19. A method of monitoring for the presence of or monitoring positions of an imaged object, in a set of possible object types, about a boundary, comprising:
- continually capturing at least a first series of image frames and a second series of image frames, each series comprising multiple different fields of view of a scene about the boundary,some of the image frames in the first series at least covering a wide angle field of view; and
  
  some of the image frames in the second series at most covering no more than a narrow angle field of view relative to the wide angle field of view covered by images in the first series.
- View Dependent Claims (20, 21, 22, 23, 24, 25, 26, 27, 28, 29, 30)
- - 20. The method of claim 19 where:
    - image frames in the first series are captured with the one or more cameras each providing a first range of focus distances relative to the boundary of the structure; and
      
      image frames in a second series are captured with the one or more cameras each providing a second range of focus distances relative to the boundary of the structure.

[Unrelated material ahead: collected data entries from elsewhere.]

Issue #1685, opened 2026-08-01
Move to a src/ layout


thehesiod:
## Summary

Move the package from a flat layout (`aiobotocore/` at the repo root) to a `src/` layout
(`src/aiobotocore/`).

This is deliberately **not** bundled with the "test the dists" work, because renaming the
package directory touches every path in the repo and would conflict with anything in flight.
Filing it so the reasoning isn't lost.

## Why

With a flat layout, `aiobotocore/` and `tests/` live in the same directory, so a single
`sys.path` entry controls both. That single entry is over-subscribed:

* Tests must be able to import `tests.mock_server` — `conftest.py` forces the multiprocessing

  - 21. The method of claim 19 wherein the multiple series of image frames are captured with a plurality of imaging systems each having a processing unit containing program instructions representing software executable therein, the method including deriving information from the image frames according to the program instructions which, when executed, cause the imaging system to perform a sequence of steps which result in classification of an object among multiple object classes based on an image of the object present within one of the fields of view.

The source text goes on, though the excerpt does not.